Please show all lines of the records that include "didn".

**Dataset extract**
■ ■ ■ ■ ■ ■ ■
Issue #2780, opened 2020-10-05
SVG gradients exported from Figma do not display


h-v-b:
**Describe the bug**

**Please let us know your surge version**
This information is all in the menu/about screen

* Surge Version: 1.8.nightly.82289b9
* Plugin type: VST2
* Bits: 64

**To Reproduce**
In Figma, create an svg resource with a gradient.
Export resource with the correct name as SVG
Add to SVG folder of your skin, load skin
**Expected behavior**
The resource should display the shapes with the gradients.

**Screenshots**
![Screenshot 2020-10-05 at 14 13 42](https://user-images.githubusercontent.com/1453415/95078229-13a1a380-0715-11eb-8de5-555444d1c856.png)

**Possible fix**
The issue could be related to the gradientUnits used by Figma on SVG export. Converting gradientUnits from userSpaceOnUse to objectBoundingBox could to the trick, as SGVs exported from Lunacy display correctly and seem to use objectBoundingBox for its gradients.
Found this trail while looking at how to convert the from userSpaceOnUse to objectBoundingBox: https://stackoverflow.com/questions/62431621/algorithm-to-convert-userspaceonuse-coordinates-to-objectboundingbox-coordinates

baconpaul:
OK there's at least two problems

The first is: our SVG parser does one pass, so the fact that you define your gradients after your paths means that they don't scan.

This is probably 'hard to fix' but maybe not impossible.

The second is that I am ignoring the user space flag when I am doing transforms. this is in my code and is probably fixable
We need to put this in an issue.

I think the fix on the first is 'always do a pass looking for defs'

that's more surgery on the SVG parser than I am up to this morning but all fixable I think

Here's the original offending svgs from @h-v-b and a modified version where I flip the sections which shows it rendering but still without the gradient (due to second issue)

[svg.zip](https://github.com/surge-synthesizer/surge/files/5327284/svg.zip)

baconpaul:
This code in nanosvg.h

```
	} else if (attr->hasFill == 2) {
		float inv[6], localBounds[4];
		nsvg__xformInverse(inv, attr->xform);
		nsvg__getLocalBounds(localBounds, shape, inv);
		shape->fill.gradient = nsvg__createGradient(p, attr->fillGradient, localBounds, &shape->fill.type);
		if (shape->fill.gradient == NULL) {
			shape->fill.type = NSVG_PAINT_NONE;
		}
	}
```

[...]

PR #2808, opened 2020-10-08
Fix SVG Gradient Problems

baconpaul:
SVG Gradient parsing was semi-broken in some cases from
Lunacy and FIGMA. Fix in the forked nanosvg; commit my test cases


baconpaul:
Will close #2780

Issue #2778, opened 2020-10-04
Mapping a CC to macro freezes Live when MIDI message stream is too dense


MartyLake:
**Describe the bug**
Mapping a CC parameter to Surge macro freeze Live when the amount of message is too high.
I suspect that it's because Surge macros are generating some kind of Gesture/Edit.

**Please let us know your surge version**

* Surge Version: 1.7.1.5270cfb
* Plugin type (VST3)
* Bits (64)

**To Reproduce**
1. Start Ableton Live
1. Load Surge in a midi track
1. Live: Create a midi clip containing midi data on CC18
1. Surge: map CC18 to macro 1
2. Live: Create an audio track, open the EDIT menu to see that the undo text is about the created audio track
3. Live: Launch clip
4. Live: open the EDIT menu, see that the undo text has changed to "macro 1..."

**Expected behavior**
Last step:
Live: open the EDIT menu to see that the undo text is about the created audio track (aka not a macro change due to midi mapping)

**Screenshots**

**Desktop (please complete the following information):**
 - OS: windows 10
 - Host Live
 - Version 10.1.13

**Additional context**
Using Ableton Live 10.1.13 on Windows, any VST that declares a gesture/edit have its parameter changes recorded in the undo stack, thus completely flooding the Live's undo when moving a parameter from a midi mapped parameter. When using high resolution midi devices (like Touché from Expressivee), this flood of parameter changes can overwhelm Live to the point of freezing.

One main interest I have for Surge is the ability to midi map, in order to bypass Ableton Midi mapping mecanism that suffers from the same behavior. Unfortunately, this bug is no go to me =(

I can provide dev hours if it can help fixing this. I have tried grepping https://github.com/surge-synthesizer/surge/search?p=2&q=beginEdit but only found gui-related code. I also tried grepping https://github.com/surge-synthesizer/surge/search?p=9&q=midi but found nothing related to midi mapping.

baconpaul:
Does this happen if the UI is closed? I bet it does not.

If not: my guess is

1. The midi application in SurgetSynthesizer and subsequent smoothing in ControllerMOdulationSource is updating the value
2. The updated value is forcing the display of the controller to re-render raising an event
3; you hit the sendParameterAutomation in SurgeGUIEditor in the valueChanged callback for tag_mod_source block. My version of SGE is undergoing some surgery but that's around like 3896 for me.

[...]

PR #2827, opened 2020-10-10
Fix: do not produce CCs when parameter automation changes

MartyLake:
Fixes https://github.com/surge-synthesizer/surge/issues/2778

Hey baconpaul, apparently, it's this line that produces parameter change on CC mapped parameters. Is it really a feature at all ? Can we just remove it ? Or maybe add an option for the end user (like the ui size or something?)

### DIFF
--- a/AUTHORS
+++ b/AUTHORS
@@ -34,5 +34,6 @@ Paul Walker <paul@pwjw.com>
 Keith Zantow <kzantow@gmail.com>
 Vincent Zauhar <v.zauhar@bell.net>
 簡志瑋 <dppss92132@gmail.com>
+Marty Lake <matthieu@talbot.audio>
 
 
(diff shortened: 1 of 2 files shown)


baconpaul:
With this change, if you drag the CC with the mouse, does it produce latch messages still? That's what we need to test.

Lemme pull it and build and find out

baconpaul:
I think your change is correct! But we really don't need either the LV2 or the non-LV2 block. 

Can I ask you to just remove the entire #if ! LV2 blah else blah block rather than leave it commented, add yourself to the AUTHORS file in appropriate alphabetical order, and re-push? Then I'll merge.

Thank you very much!

MartyLake:
@baconpaul sure! I think I did what you asked, though it may need a double check.

PR #2840, opened 2020-10-12
BSD support fix.

devnexen:
backtrace API is in a separated (execinfo) library in these platforms.

### DIFF
--- a/AUTHORS
+++ b/AUTHORS
@@ -35,5 +35,5 @@ Keith Zantow <kzantow@gmail.com>
 Vincent Zauhar <v.zauhar@bell.net>
 簡志瑋 <dppss92132@gmail.com>
 Marty Lake <matthieu@talbot.audio>
-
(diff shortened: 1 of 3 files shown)


baconpaul:
thanks for the diff. Couple of qs

1: Seems like there's also an update to libs/lv2 - on purpose?

2: This is for the printStackTrace implementation to link basically? At some point i should make that so its only in debug build but no problem in this case.

baconpaul:
Oh also since this is (I think) your first commit, could you add yourself alphabetically to the AUTHORS file in a manner you find appropriate?

devnexen:
1/ I did not purposely updated it and this particular change can be dismissed especially FreeBSD package lv2 exists.
2/ Exactly this :-)

baconpaul:
OK cool if you can push reverting the submodule I'll happily merge!
Thanks!

baconpaul:
Thanks - all merged!

Issue #2860, opened 2020-10-14
Why crash happens when i open this preset?


K0rrid0r:
**Bug Description:**
Ok would love to know why this specific surge/daw crash happens when i open this preset (important to note is, this crash happen randomly, sometimes it does not happen and sometimes it does and i have many of those presets that "needs" to crash one time and then on reopening whole project and surge, no crash)

It's very random. And why crash one time then next time open no crash? 

You will probably have a hard time catching this error because it comes very randomly.

info from the dedugger
![crash 1 opening up preset that normally works 3](https://user-images.githubusercontent.com/56724286/95984623-c06dd600-0e23-11eb-953a-0734d0a4f04e.gif)
![crash 1 opening up preset that normally works 4](https://user-images.githubusercontent.com/56724286/95984628-c2379980-0e23-11eb-876a-91edec2925da.gif)

[PSY 3 - trigga med midi out wholetone.zip](https://github.com/surge-synthesizer/surge/files/5377935/PSY.3.-.trigga.med.midi.out.wholetone.zip)

Version 1.8.main.f61927a7 (Intel 32-bit Windows VST2 (unsupported) in Image-Line Fruity Wrapper - DEBUG BUILD. Built 2020-10-14 at 01:34:39 on local host 'KORRIDOR')

K0rrid0r:
This still occurs and now i got another crash error instead.

![crash 1 opening up preset that normally works 5](https://user-images.githubusercontent.com/56724286/96195654-97496480-0f4d-11eb-846c-75489f2d0c92.gif)
![crash 1 opening up preset that normally works 6](https://user-images.githubusercontent.com/56724286/96195658-99132800-0f4d-11eb-84d9-fc7d381ad32a.gif)

K0rrid0r:
and another one

![crash 1 opening up preset that normally works 7](https://user-images.githubusercontent.com/56724286/96195776-fe671900-0f4d-11eb-902e-01ae0439ce61.gif)
![crash 1 opening up preset that normally works 8](https://user-images.githubusercontent.com/56724286/96195778-00c97300-0f4e-11eb-87fb-e53c05c9b8f1.gif)

K0rrid0r:
and another one

![crash 1 opening up preset that normally works 9](https://user-images.githubusercontent.com/56724286/96196021-9fee6a80-0f4e-11eb-8fc3-e4c47b31bd66.gif)
[...]

PR #2876, opened 2020-10-16
Don't update UI from Audio Thread in VST2

baconpaul:
The VST2 would call udpateDisplay but call it in a way
that the audio thread would call it. That's obviously wrong
so remove that call and just have all the hosts force the update
through the refresh flag.


baconpaul:
Closes #2860

PR #2889, opened 2020-10-17
Move the oct selectors and filter menus down 1 px (vertical align)

mkruselj:
Rename ls_constant1 to ls_envelope
Reinstate Formula as Function (FUN) but make it work as envelope for the time being, "coming in 1.9!"

### DIFF
--- a/src/common/gui/SurgeGUIEditor.cpp
+++ b/src/common/gui/SurgeGUIEditor.cpp
@@ -5661,7 +5661,7 @@ std::string SurgeGUIEditor::modulatorName( int i, bool button )
       int fnum = idx % 6;
       auto *lfodata = &( synth->storage.getPatch().scene[current_scene].lfo[ i - ms_lfo1 ] );
 
-      if( lfodata->shape.val.i == ls_constant1 )
+      if( lfodata->shape.val.i == ls_envelope )
       {
          char txt[64];
          if( button )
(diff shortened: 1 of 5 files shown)


src/common/gui/SurgeGUIEditor.cpp
```diff
@@ -5688,6 +5688,15 @@ std::string SurgeGUIEditor::modulatorName( int i, bool button )
             sprintf( txt, "%s MSEG %d", (isS ? "Scene" : "Voice" ), fnum + 1 );
          return std::string( txt );
       }
+      else if( lfodata->shape.val.i == ls_function)
+      {
+         char txt[64];
+         if( button )
+            sprintf( txt, "%sFUN %d", (isS ? "S-" : "" ), fnum + 1 );
```
baconpaul, line 5695: So I'm fine having this button be active but I think the UI should show what it's doing so my only change is that this should be ENV / ENVELOPE for now.

mkruselj: The idea was to create hype for function/formula modulator :) Maybe we get a dev or two interested enough, haha!

mkruselj: Oh also the reason I renamed it to Function is because FUN is a nicer shorthand than FORM or FML. 😁

PR #2893, opened 2020-10-17
filesystem: Rewrite

mvf:
Replaces the "make it compile on macOS"-quality fallback filesystem with
a more robust implementation. It still only provides the bare minimum we
can get away with. The tests also pass against libc++ on both macOS and
Linux.


baconpaul:
This is amazing!
thank you

PR #2900, opened 2020-10-18
filesystem: Manage filesystem selection

mvf:
Moves the selection of the filesystem implementation into the filesystem
library so it is visible to other libraries.

### DIFF
--- a/CMakeLists.txt
+++ b/CMakeLists.txt
@@ -95,10 +95,13 @@ endif()
 set(SURGE_PRODUCT_DIR ${CMAKE_BINARY_DIR}/surge_products)
 file(MAKE_DIRECTORY ${SURGE_PRODUCT_DIR})
 
-add_subdirectory(libs/catch2)
-
 add_library(surge-shared INTERFACE)
 add_library(surge-tests INTERFACE)
+
+add_subdirectory(libs/catch2)
+add_subdirectory(libs/filesystem)
+
+target_link_libraries(surge-shared INTERFACE surge::filesystem)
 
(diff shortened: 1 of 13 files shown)


baconpaul:
Hey just FYI this seems to break the release pipeline which is I think ubuntu 18 https://dev.azure.com/surge-synthesizer/surge/_build/results?buildId=5546&view=logs&j=2f953adc-c56d-55c4-a64a-eab7c4b02235&t=72b09e0e-2846-587e-f662-8e2f4186f217

baconpaul:
OK so here's what I did

1. I did a standalone commit to return Ubuntu 18 to the CI pipeline. That's 3c03cbe278d. Standalone that fails the pipeline
2. I did a subsequent commit to revert this PR. That's commit 2e142be

I did it this way so you can revert #2 and work, but then we keep Ubuntu 18 in the pipeline once you have

It looks to me like we are just not finding std::experimental::filesystem which is what ub18 used but I didn't debug, just reverted.

Thanks!

mvf:
Sorry for this and thanks for adding Ubuntu 18.04 to the CI. Turns out each `CHECK_CXX_SYMBOL_EXISTS` call needs a new variable name or it just doesn't work. I had tested the `experimental/filesystem` codepath by commenting the first check, so it didn't trigger the issue. Can't make this up... :hurtrealbad:

baconpaul:
No problem and I figured it was something easy! Glad it is back. It is a way better solution.

baconpaul:
Oh and if you can just make sure this makes it to a nightly that'd be great.

PR #3431, opened 2020-12-14
Tweak gain compensation for NLFB LP/HP manually

mkruselj:
Rename NLFB/NLST filters to Cutoff Warp and Resonance Warp

The goal of manually adjusted gain normalization factors was to get the filter subtypes sound reasonable at default filter settings (Cutoff 50%, Resonance 0%)
Of course, resonance on NLFB LP especially will boost the volume an awful lot, so this either needs another round of gain compensations or we leave it to the users to adjust manually...


src/common/dsp/filters/NonlinearFeedback.cpp
```diff
@@ -163,57 +163,68 @@ namespace NonlinearFeedbackFilter
...
-          0.235227
+          0.813073,
+          0.962984,
+          0.865058,
+          0.808567,
+          0.774069,
+          0.885141,
+          0.786042,
+          0.734219,
+          0.700227
```
baconpaul, line 180: wow this is super big change. Please don't merge until I can try it.

PR #3449, opened 2020-12-16
add inigo kennedy patches for v1.8

inigokennedy:
Some new patches ahead of the v1.8 release. New patches are sorted into appropriate subdirectories per previous reorganisation. Updated a number of previous patches also - mostly level balancing.


baconpaul:
Thank you!

Issue #3438, opened 2020-12-15
NLF LP HP Callibration


baconpaul:
As discussed on discord
we have the tools
now we need the functional form and constants
Just a placeholder in 18 so I don't forget

PR #3451, opened 2020-12-17
NL Feedback filters: add resonance makeup term for OJD subtypes

jatinchowdhury18:
Addresses #3438.

Previously, when using the Cutoff Warp filters with the OJD waveshaper, the output volume was highly dependent on the resonance control. Here I've added another normalization factor make that less drastic.

Could probably use a bit more testing, in particular using a HPF with the cutoff and resonance controls all the way down can be a little finnicky on some patches.


baconpaul:
Great; I will look this afternoon. Thank you!

baconpaul:
This is totally great. Merging!

PR #3458, opened 2020-12-17
Loop markers are now always drawn on top of loop region area

mkruselj:
Note to @baconpaul if he wants to take a look.

lmdrag

When we get to the case that loop start=loop end, I would expect when dragging either start or end markers, that the triangle being dragged would not be drawn in the joined position /|\. This is for consistency reasons, since in normal non start=end case, you can see the triangle disappearing as you drag it around. I like this behavior, but I couldn't figure out how to achieve it with the start=end case. Thanks for taking a look!


baconpaul:
ahh i see what you are saying now
hold on i bet i can fix that and push a fix up to the branch. don't merge

PR #3483, opened 2020-12-20
GCC/Clang: Fix SSE2 compiler flags

mvf:
Ask the compiler instead of checking for "not Linux on ARM". SSE2 is
implied on x86-64, so only force-enable it on i386. Also enable SSE FP
math for better performance and in order to be closer to x86-64.


baconpaul:
Oh cool also this solves the annoying mac arm -msse2 warning. Thanks. Merging!

mkruselj:
Matt is BAKK! 😺

PR #3495, opened 2020-12-22
Move MSEG stuff into the patch

### LINKED ISSUE #3485: At user option, restore snap on/off from the patch, not the daw extra state
EDIT: Over in #3487 and #3486 we ended up saving the default levels in the patch; This issue is now about saving the snap on/off and other "UI" things; and then making those either optionally overwrite your state or not.

Very late in the 18 cycle, @K0rrid0r and I had a discussion about whether snap levels (not state of if snap is on and what not, just the level values) should be stored in the patch (and by extension on the MSEGStorage model as opposed to the MSEGEditState)

* The argument against is that snap levels are UI only and so belong on the MSEGEditState in the dawState along with things like zoomFactor and currently selected oscillator. That's what informed our choice in 1.8 / patch version 15
* The argument for is that even though snap levels aren't required to evaluate an MSEG, they are an important part of the MSEG design process, so dropping them takes information about the intent of the MSEG out of the patch.

Honestly I found that argument compelling and if we were in October i would change it, but it requires a model type, patch format, and daw Extra State change, and we are at the very last commit of 1.8, so ship 1.8 the way it is and do this in 1.9.

### LINKED ISSUE #3492: Save MSEG zoom level in patch too
Zebra: doesn't save in patch
Absynth: doesn't save in patch
Arturia DX 7 V: DOES save in patch
Dune 3: DOES save in patch
FM8: DOES save in patch
Massive X: doesn't save in patch
Omnisphere: DOES save in patch

Based on this short research, and Omnisphere being probably the most popular out of the above listed plugins, we should probably follow suit!

baconpaul:
- zoom in the patch
- snap button on/off in the patch
- option to ignore the patch for snap on/off and load from the DES
- and reorgniaze the user settings menu as a result to add workflow

Closes #3485
Closes #3492

### DIFF
--- a/src/common/ModulatorPresetManager.cpp
+++ b/src/common/ModulatorPresetManager.cpp
@@ -195,7 +195,7 @@ void loadPresetFrom( const fs::path &location, SurgeStorage *s, int scene, int l
    {
       auto msn = lfox->FirstChildElement("mseg");
       if( msn )
-         s->getPatch().msegFromXMLElement(&(s->getPatch().msegs[scene][lfoid]), msn);
+         s->getPatch().msegFromXMLElement(&(s->getPatch().msegs[scene][lfoid]), msn, true);
    }
 
    if( lfotype == lt_stepseq )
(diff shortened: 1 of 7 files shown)


baconpaul:
**PLEASE DO NOT MERGE**. I want to get breakfast and a coffee and re-review this code to be 100% sure I got it right.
■ ■ ■ ■ ■ ■ ■
**Completed exercise**
It looks to me like we are just not finding std::experimental::filesystem which is what ub18 used but I didn't debug, just reverted.
Sorry for this and thanks for adding Ubuntu 18.04 to the CI. Turns out each `CHECK_CXX_SYMBOL_EXISTS` call needs a new variable name or it just doesn't work. I had tested the `experimental/filesystem` codepath by commenting the first check, so it didn't trigger the issue. Can't make this up... :hurtrealbad:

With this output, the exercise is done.